-- Task to complete --
I need the lines below from the one with "not another knob." down to the one with "Three draft-loop gaps" reproduced exactly, both ends included, and nothing else.
(Data to examine begins)
PR #1450, opened 2026-09-18
ux(repo-agent): review rows show the PR author as a title chip

barney-s:
Review-tab rows (and review rows in Up Next) now lead the title with a `⦿ author` chip — same treatment as the assignee chip on issue rows (green when it's you, blue for others), so you can see whose work you're reviewing without opening the PR.

Scoped to the review group: on My PRs the author is always you, and issue rows already carry the assignee chip. `WorkItem.Author` added to the feed model, populated from the PR's user.


barney-s:
Added to this PR per live finding: clicks deferred by launch limits now render **queued** (waiting) instead of **starting** — with the default `maxActivePerUser: 2`, review clicks 3 and 4 sat on 'starting' while the controller logged `review deferred: executor at maxActivePerUser`. The feed now checks running sandboxes against the board's effective limit (min of the two knobs, with controller-default mirroring) and only calls a click 'starting' when it can actually launch. Test covers the third-click-at-capacity case.

PR #1452, opened 2026-09-18
fix(repo-agent): finished sandboxes stop holding launch slots

barney-s:
**Stacked on #1451 (which stacks on #1450) — merge in order.**

Live-observed: with the limit at 2, two *finished* reviews (pending reviews already posted on GitHub) kept holding both launch slots while two clicked reviews sat queued — a completed sandbox idles up to `idleMinutes` (default 60) before `pauseFinished` parks it, and the whole time it counted as active.

The limit caps concurrent **agent work**; an idle pod waiting out its pause window is not work. New `sandboxSettled` predicate: last task `Completed`/`Failed` and nothing newer waking it (`unpaused-at`, re-review/re-fix markers, plan feedback — all must be older than the completion stamp). Settled sandboxes are excluded from the controller's `activeCount` and mirrored in the feed's `queued` computation, so queued clicks now launch the moment the previous run *finishes*, not when it gets paused an hour later.

Waking sandboxes still count (their marker/wake stamp is newer than completion), so the wake window can't over-launch; provisioning sandboxes (no completion stamp) count too.

Tests: settled occupant frees the slot / running occupant still blocks, plus the predicate's edge cases.


barney-s:
Reworked per review discussion: **maxActive stays a pod cap.** Settled sandboxes still don't count as *work* (so queued clicks launch the moment a run finishes), but they no longer escape the pod budget either — `reclaimPodSlots` pauses the oldest settled sandboxes immediately whenever running pods exceed `maxActive`, yielding the keep-warm window early under pressure. Working and waking sandboxes are never evicted.

Net behavior with 100 auto-reviews at `maxActive: 5`: never more than ~5 pods, continuous throughput, keep-warm honored only when there's headroom. One knob, both meanings.

barney-s:
Closing per design discussion: **maxActive counting every running pod is the better design.** The finished pod holding its slot until the pause isn't a bug — it's the churn throttle. With settled-pod exclusion (or eviction), 100 auto-intake reviews would burn tokens at full maxActive concurrency continuously; with plain pod counting, the pause window naturally rate-limits intake churn while still capping the cluster footprint. One knob, and the slot-hold latency problem is addressed where it actually hurt: #1453 drops the *review* pause window to 5 minutes, so clicked reviews queue for minutes, not an hour. #1453 is rebased directly onto main and carries the rationale in its commit message.

PR #1453, opened 2026-09-18
feat(repo-agent): finished review sandboxes pause after 5 minutes

barney-s:
**Top of the stack: #1450 → #1451 → #1452 → this.**

`idleMinutes` (default 60) applies uniformly per board, but the keep-warm argument only holds for fix/plan sandboxes — their checkout and toolchain pay off across iterations, retries, and plan→fix continuity. A review sandbox is spent the moment its pending review lands on GitHub, and a re-review wakes it from paused anyway (live-measured ~4 min warm wake).

`pauseFinished` now uses `min(5m, idleMinutes)` for sandboxes whose last task type is `review`; every other type keeps the board knob. No CRD change — the per-type window is a constant, not another knob.

Test: at 10 minutes idle, a finished review sandbox pauses while a finished fix sandbox stays up.


barney-s:
Closing per design discussion: keeping one predictable knob. `idleMinutes` applies uniformly to every task type — no hardwired per-type pause windows. If review churn/queue latency needs tuning on a given board, lower that board's `spec.sandbox.idleMinutes`; the throttle stays explicit and visible in the spec rather than split across constants.

PR #1457, opened 2026-09-18
feat(repo-agent): reject triage; plan verbs as row buttons; hand-editable plans

barney-s:
Three draft-loop gaps from live testing:

1. **Reject triage** (row button next to Publish). Clears the draft breadcrumbs, tombstones the sandbox (`triage-rejected-at`), parks the pod, and the row reads **fully reset**: no sandbox chip, stage back to untriaged, **Triage / Plan / Fix** offered again. Consent semantics: auto-triage never redoes work a human threw away; a stale runner result can't resurrect the draft (and its backoff can't block a re-click); a fresh **Triage click re-arms**. The mailbox triage claim now stands until a draft is stored so the re-click can't be swallowed by the leftover sandbox.
2. **Plan-ready verbs surface as row buttons** — Approve & Fix and Reject plan sit with every other action instead of hiding in the fold-out. The sub-row keeps the plan text, the Refine feedback box, and now…
3. **Hand-editable plans**: Edit → textarea → Save (`PUT plan-draft`) for quick refinements without a full agent round. A manual edit bumps `planned-at` so a stale feedback stamp can't fire a refine that overwrites your edit.

Also fixes a regression I introduced in #1448: attaching the triage sandbox to resting rows tripped the `!item.sandbox` guard and **hid Fix/Plan on triage-ready rows** (why the row only offered 'Publish triage'). Stage is the guard now, and finished-empty (rejected) triage sandboxes stop attaching so reset rows read reset.

Tests: reject end-to-end (breadcrumbs cleared, tombstone stamped, feed shows the reset row), plus the controller tombstone/re-click semantics ride the existing triage suite.


barney-s:
Added per follow-up: published triage now renders as a green **Triaged ✓** state chip (was a blank status) — same done-state pattern as Reviewed ✓. The chip toggles the published suggestions (▾), the rail 'Suggestions' button retires for that stage, and the row's verbs are just **Plan | Fix**. Lifecycle reads: Triage → Triage ready ▾ (Publish | Reject | Fix | Plan) → Triaged ✓ (Plan | Fix).

barney-s:
Follow-up: **triage-ready now offers only Publish triage | Reject triage** — the same one-decision-at-a-time rule plan-ready follows. Lifecycle: `Triage → Triage ready ▾ (Publish | Reject) → Triaged ✓ (Plan | Fix)` or `→ rejected (Triage | Plan | Fix)`. Prevents the buried-draft state where a Plan started on top of a pending triage draft would hide it unpublished forever.

PR #1459, opened 2026-09-18
refactor(factory): only the task queue touches task files on disk

sdowell:
The PR and issue scanners walked the processed/ directory themselves to recover what had already been done — when an issue was last worked on, and which commit of a pull request was last reviewed, investigated or rebased. That made them second readers of state the queue owns, each carrying its own copy of the task file layout and of the rule that a file's modtime stands in for a missing completedAt. A directory read is also frozen at first use: anything that finished later was invisible.

- TaskQueueManager gains GetProcessedTask and ListProcessedTasks, both returning copies — a caller that could mutate what it read back would be editing queue state without the queue knowing.
- LoadFromDisk dates a recovered processed task by its file's modtime when it recorded no completedAt, so that rule now lives with the files and no reader has to stat them.
- EnsureDirs moves queue directory creation off the watcher.
- ProcessedDir is gone from both scanner Configs; neither knows where task files live.

Two behaviour changes fall out: the scanners now also see tasks that finished since start-up, and a processed file that fails to parse is skipped rather than folded in by timestamp alone.


factory/pkg/commands/watch/concurrency/queue_manager.go
```diff
@@ -479,6 +525,50 @@ func (m *TaskQueueManager) HasActivePRTask(prNumber int) bool {
...
+func (m *TaskQueueManager) GetProcessedTask(filename string) *api.QueueTask {
+	filename = filepath.Base(filename)
+	m.mu.RLock()
+	defer m.mu.RUnlock()
+
+	t, ok := m.processed[filename]
+	if !ok {
+		return nil
+	}
+	taskCopy := *t
```
barney-s: The dereference copy `taskCopy := *t` performs a shallow copy of the `api.QueueTask` struct. Since `QueueTask` contains a slice field (`Instructions []string`), the slice descriptor is copied by value, but it continues to reference the same underlying array as the queue's original task object.

If a caller of `GetProcessedTask` mutates the elements of `Instructions`, it will modify the task queue's internal state. To guarantee complete state isolation and prevent potential race conditions or state contamination, perform a deep copy of the `Instructions` slice or implement a `.Clone()` method on `api.QueueTask` to return a fully insulated copy.

factory/pkg/commands/watch/concurrency/queue_manager.go
```diff
@@ -479,6 +525,50 @@ func (m *TaskQueueManager) HasActivePRTask(prNumber int) bool {
...
+// one when it finishes a task, and dates the files it recovers by their own
+// timestamp. Callers can therefore order the processed set without going back
+// to the filesystem for it.
+func (m *TaskQueueManager) ListProcessedTasks() map[string]*api.QueueTask {
+	m.mu.RLock()
+	defer m.mu.RUnlock()
+
+	snapshot := make(map[string]*api.QueueTask, len(m.processed))
+	for filename, t := range m.processed {
+		taskCopy := *t
```
barney-s: The dereference copy `taskCopy := *t` here also performs a shallow copy of each task inside the loop. Because `QueueTask` contains a slice field (`Instructions []string`), the underlying backing array remains shared with the task queue's original objects.

To ensure complete isolation of the returned task snapshot and protect the queue's internal state from mutations by callers, perform a deep copy of the `Instructions` slice or use a deep-copy `.Clone()` method on the task.

barney-s (commented):
The core feedback focuses on the task-copying implementation within `GetProcessedTask` and `ListProcessedTasks`. While the queue returns copies to prevent callers from mutating internal state, the dereference copy (`*t`) is a shallow copy. Because `api.QueueTask` contains a slice field (`Instructions []string`), the slice header is copied, but the underlying backing array remains shared. Any modification to slice elements or array values by a caller would mutate the queue's internal state.

factory/pkg/commands/watch/concurrency/queue_manager.go
sdowell: Good catch — the copy was shallow, so the returned task and the queue's task indexed the same `Instructions` backing array, and the isolation the doc comment claims did not hold.

Added `QueueTask.DeepCopy()`, which copies the struct and gives the copy its own instructions array, and routed this accessor through it.

Chasing it turned up the other half of the contract: `finishTask` was storing the caller's `*QueueTask` straight into `m.processed`, so the dispatcher kept a handle on finished state no matter what the readers returned, and `Enqueue`'s `*task` left the stored task sharing its instructions with whoever queued it. Both now go through `DeepCopy`, so the queue copies at every boundary in and out.

factory/pkg/commands/watch/concurrency/queue_manager.go
sdowell: Same fix here — the loop now builds the snapshot with `t.DeepCopy()`, so each entry owns its instructions array rather than sharing the queue's.

The `hands back copies` test now writes through `Instructions[0]` on both accessors and through the pointer handed to `CompleteTask`; it fails if `DeepCopy` goes back to a struct copy.

sdowell:
Pushed as `2ca20b4f`. Summary of the review round:

- `api.QueueTask` gains `DeepCopy()`: a struct copy shares the `Instructions` backing array, so the copies the accessors handed out were not actually insulated.
- `GetProcessedTask` and `ListProcessedTasks` return deep copies.
- Two more places had the same aliasing, on the write side: `finishTask` stored the caller's `*QueueTask` in the processed map, and `Enqueue` stored a struct copy that still shared instructions with the caller. Both copy now, so the queue owns its state at every boundary.
- `TestQueueTask_DeepCopy` covers the nil receiver, field copy, unshared array and nil-stays-nil; `TestProcessedTaskAccessors/hands back copies` now tampers through the slice and through the pointer passed to `CompleteTask`, and fails if the copy goes shallow again.

barney-s (approved):

PR #1461, opened 2026-09-18
fix(factory): overseer/review is inherited once, not kept sticky

sdowell:
Removing overseer/review from a PR did nothing. The next cycle syncReferencedIssueLabels copied it back from the parent issue, and shouldAutoReviewPR consulted the parent directly anyway, so the bot kept reviewing regardless. Opting out meant unlabelling the parent issue, which also opts out every sibling PR it spawns — a reviewer wanting to take over a single PR had no way to say so.

- Non-sticky labels: a general mechanism for labels whose absence on a PR is itself an instruction. They are inherited from the parent issue once and then left alone. nonStickyLabels is the registry; the review opt-in is its only member today, and every other inherited label still follows the parent as before.

- Removals are read back from the PR's own 'unlabeled' events (new ListIssueEvents), so a reclaimed label stays reclaimed across a restart and is honoured by a watcher that was not running when it came off. An unreadable log holds the label back rather than applying it: a cycle of delay beats resuming the fight. The in-memory memo caches only removals, so it cannot wrongly suppress an inheritance; it exists to stop a reclaimed PR from costing a lookup every cycle for the rest of its life.

- shouldAutoReviewPR reads only the PR's own labels. The parent-issue fallback made removing the label a no-op, which is exactly what a human removing it is trying not to be.

- syncReferencedIssueLabels now reflects added labels onto the in-memory issue. The stop-label re-check immediately after it was reading the pre-inheritance set and could never fire.


factory/pkg/github/events.go
```diff
@@ -0,0 +1,52 @@
...
+// pagination was cut short by maxIssueEventPages, in which case callers must
+// not treat the absence of an event as proof that it never happened.
+func (c *Client) ListIssueEvents(ctx context.Context, number int) ([]*githubv39.IssueEvent, bool, error) {
+	if !c.Ready() {
+		return nil, false, errNoClient
+	}
+
+	// Start non-nil so that a successful call never returns nil: callers use a
+	// nil log to mean "could not be determined".
+	all := []*githubv39.IssueEvent{}
```
barney-s: Declaring the slice with pre-allocated capacity `make([]*githubv39.IssueEvent, 0, issueEventPageSize)` instead of `[]*githubv39.IssueEvent{}` can improve performance slightly by avoiding slice re-allocation overhead as elements are appended.

sdowell: Done. Kept `make(..., 0, issueEventPageSize)` rather than a nil slice so the "nil log means could not be determined" contract still holds, and noted in the comment that one page of capacity is what the common case needs.

PR #1462, opened 2026-09-18
design(factory): multi-engine sandboxes — Claude Code alongside Gemini CLI

barney-s:
Design doc only (`factory/design/multi-engine.md`) — for review before any implementation.

**TL;DR**: the engine is one invocation line, one JSON field name, one API key, and one usage-stats shape — every factory contract (banners, plan files, task states, sandbox lifecycle) lives *around* the CLI and is untouched. The sandbox image already installs both CLIs.

- Selection: `RepoBoard spec.sandbox.engine: gemini|claude` → `factorycli --engine` → `ENGINE` task env; default `gemini` end to end, so landing it is a no-op until a board opts in.
- Scripts: the 9 task scripts' shared plumbing extracts into an embedded `lib.sh` first (no-behavior-change PR), then `runEngine` grows a two-line claude branch (`claude -p --dangerously-skip-permissions --output-format json`, `.result` vs `.response`).
- Auth: `ANTHROPIC_API_KEY` through the factory-user secret (repo-agent copies it from the member's existing `anthropic-api-key` secret), fail-fast when the selected engine's key is missing.
- Usage: claude cost/tokens map from its output JSON into the existing per-task usage files (token-daemon unchanged); transcript-based tool telemetry is a phase-4 adapter.
- Rollout: 4 independent PRs, then A/B two boards on one repo — one engine each — before touching any default.

Open questions at the end (claude model fallback order, spec mutability, per-verb engines later).


factory/design/multi-engine.md
```diff
@@ -0,0 +1,215 @@
+# Multi-engine sandboxes: Claude Code alongside Gemini CLI
+
+Status: proposed
+Owner: barney-s
+Scope: factory (primary), repo-agent (plumbing), overseer (untouched)
```
sdowell, line 5: Do you think we'll consider future work to add plumbing/configuration for overseer?

factory/design/multi-engine.md
```diff
@@ -0,0 +1,215 @@
...
+  by the existing `MODELS` env passthrough).
+
+`pkg/tasks/models.go` gains `ModelsForEngine(engine, geminiKey) string`.
+
+### Usage reporting
+
+v1: **degrade gracefully, don't block.** `record_usage` branches:
+
+- gemini: existing stats parse + `~/.gemini/tmp` transcript mining.
+- claude: Claude Code's JSON output carries `usage` and `total_cost_usd`;
```
sdowell, line 134: Instead of munging/adapting the data, maybe we can define a generic UsageReporting-type interface and have separate implementations for claude/gemini - wdyt? I suspect having provider-specific implementations will be easier to maintain long term

factory/design/multi-engine.md
```diff
@@ -0,0 +1,215 @@
...
+  structured review YAML — all produced by the *script* extracting the
+  model's final response and by prompt instructions.
+- Task-state stamping, sandbox lifecycle, envd, reattach, factorycli.
+- Prompt templates (`pkg/tasks/*.txt`) — plain text, engine-neutral.
+- The RepoBoard controller and UI — they consume factory's contracts.
+
+The engine surface is exactly: one invocation line + one JSON field name +
+one API key + one usage-stats shape.
+
+## Current state (verified touchpoints)
```
sdowell, line 40: I suspect there may also be some of the (brittle 😿) gemini-specific logic that will need an equivalent for claude as well (e.g. the detection for quota exhaustion / rate-limiting). Is that accounted for?

factory/design/multi-engine.md
barney-s: agreed

factory/design/multi-engine.md
barney-s: no we need to discover it as we enable usage and run into issues. But will flag this.

factory/design/multi-engine.md
barney-s: wanted to limit impact on kcc work

sdowell: Oh definitely, agreed - I'm on board for keeping it out of scope for short term. Was mostly just curious what the long term vision is - but that's probably hard to predict 😄

factory/design/multi-engine.md
sdowell: Not sure if that's clear in the implementation plan, might be worth spelling out

sdowell (approved):

PR #1465, opened 2026-09-18
feat(repo-agent): All — the cross-board Up Next inbox

barney-s:
The cross-board inbox from today's design discussion: an **All** entry in the board selector (shown when you have more than one board, and the **default landing**) that renders a single aggregated **Up Next** — every `needs-you` row across all your boards, oldest demand first.

- **Rows act inline against their own board**: each row is tagged with its board, so Publish/Approve/Retry/Finalize post to the right endpoints without navigating. Read-only roles apply per row's board.
- **The board chip on each row is clickable** — jump into that board for fold-outs and full context.
- **Just Up Next, deliberately**: a cross-repo triage queue or PR list mixes hats; an inbox of things waiting on *you* is one hat. The All tab shows the red total badge (sum of per-board needs-you).
- **Zero new API / zero extra quota**: client-side aggregation over the #1463 server caches — N cached GETs answering in milliseconds; per-board `spec.view.labels` filters are inherited for free (server-side), fluid per-board UI filters deliberately don't apply.
- Empty state: `✓ Nothing needs you anywhere.` — the best sentence the tool can say.

Board-specific chrome (gear, delete, group tabs, view chips) hides on All since it has no single board.


barney-s:
Added per follow-up: **within needs-you, bare `Review requested` rows sort last** — finished agent work awaiting a verdict (Triage ready, Plan ready, Pending on GitHub, failures with Retry) comes first. Applied in the server sort (so every per-board Up Next inherits it) and mirrored in the All inbox's client sort. Test pins the ordering: a triage-ready draft outranks a newer bare review request.

PR #1470, opened 2026-09-19
fix(watch): a failed sandbox probe is not a verdict

sdowell:
Startup recovery asks the cluster what became of each task left in processing, and treated a question it could not get an answer to as an answer. recoverTask logged the error from IsTaskRunning or IsTaskCompleted and fell through to the requeue path, so a transient API failure was indistinguishable from a missing sandbox and the task was run again — work that may well have already finished.

The adoption monitor had the same shape. A failed completion probe left `completed` false, so it recorded a successful task as Failed and resolved the review comments it had acknowledged with a confused reaction.

Recovery now classifies the sandbox explicitly — running, completed, gone, or unknown — retrying a probe that fails. Unknown is no longer collapsed into gone: the task stays in processing for a later run to triage, because recovery is the only thing that inspects it and a wrong guess decides its fate. The monitor shares the same probe and simply keeps polling, leaving its timeout as the only thing that gives up on a sandbox that will not answer.


barney-s (approved):
lgtm

PR #1473, opened 2026-09-19
fix(factory): re-invocations reattach to in-flight tasks instead of duplicating

barney-s:
Live failure: a controller restart mid-plan left **4 parallel plan runs** in one sandbox (fix-…-1122) — each a full token spend. Root cause: `RunTaskResilient` already has the full watch-style reattach discipline (alive-pid check, completed check, tail-and-resume), but it keys on the task directory, and **every invocation mints a fresh timestamped dir** — so cross-invocation reattach never engaged, and each relaunch nohup'd a duplicate beside the live run.

**`envd.ResolveTaskDir(prefix)`**: if the newest `/workspaces/tasks/<prefix>-*` dir has a live pid and no `exit_code`, reuse it (skipping the prompt/script rewrite); `RunTaskResilient` then takes its existing reattach path — tails the in-flight run, prints the banner output at completion, stamps the final task state. A restarted controller re-invokes and simply *picks the run back up*: no duplicate tokens, harvest and task-state stamping intact (the annotation-orphan problem goes away too, since the reattached invocation lives to stamp Completed).

Applied to the four board-driven commands (plan, triage, review, fix). The `pr.*` flows (investigate/address/iterate/adopt) and `agent create` can adopt the same one-line helper as a follow-up.


barney-s:
Closing in favor of #1475 (runner-side dispatchTask discipline): same bug, zero factory delta, and the skip/adopt mechanism is generic across all board-driven commands (plan/triage adopt orphaned results outright; fix/review correct the record and relaunch cleanly). If end-to-end recovery of orphaned review/fix runs (re-running the host-side post step against the same task) ever becomes worth a factory change, this branch is the reference implementation.

PR #1474, opened 2026-09-19
perf(repo-agent): controller GitHub reads use conditional requests

barney-s:
Companion to #1463's API-side ETags: the controller's once-a-minute reconcile listings (auto-tier discovery, requested-review scans, settle passes, launch guards) now go through a shared `httpcache` transport. GitHub answers unchanged resources with **304 — zero rate-limit quota** — so steady-state reconciling of quiet repos is nearly free, and quota is spent only when something actually changed.

`memberGithubClient` now routes through the same cached builder as `githubClientFromToken` (one construction path). Per-token cache keying comes from GitHub's `Vary: Authorization`.

With this, both pollers (browser-driven feed + controller reconcile) are conditional-request-backed — the quota concern from the polling discussion is structurally addressed.


barney-s:
**'Are we sure the ETags work?' — good question, the proof-test said no-with-an-asterisk.** The conditional flow itself works (first GET caches, second sends `If-None-Match`, 304 → cached body, quota-free per GitHub's documented behavior). But the test caught a real bug: with oauth2 nested *inside* the cache transport, httpcache never saw the `Authorization` header, so `Vary: Authorization` matched vacuously — **cached bodies shared across tokens**. That inversion also shipped in #1463's API client, where `ListReviews` responses carry viewer-private pending reviews (and two members do share the substrate repo today).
(Data to examine ends)
-- Task response --
`pauseFinished` now uses `min(5m, idleMinutes)` for sandboxes whose last task type is `review`; every other type keeps the board knob. No CRD change — the per-type window is a constant, not another knob.

Test: at 10 minutes idle, a finished review sandbox pauses while a finished fix sandbox stays up.


barney-s:
Closing per design discussion: keeping one predictable knob. `idleMinutes` applies uniformly to every task type — no hardwired per-type pause windows. If review churn/queue latency needs tuning on a given board, lower that board's `spec.sandbox.idleMinutes`; the throttle stays explicit and visible in the spec rather than split across constants.

PR #1457, opened 2026-09-18
feat(repo-agent): reject triage; plan verbs as row buttons; hand-editable plans

barney-s:
Three draft-loop gaps from live testing:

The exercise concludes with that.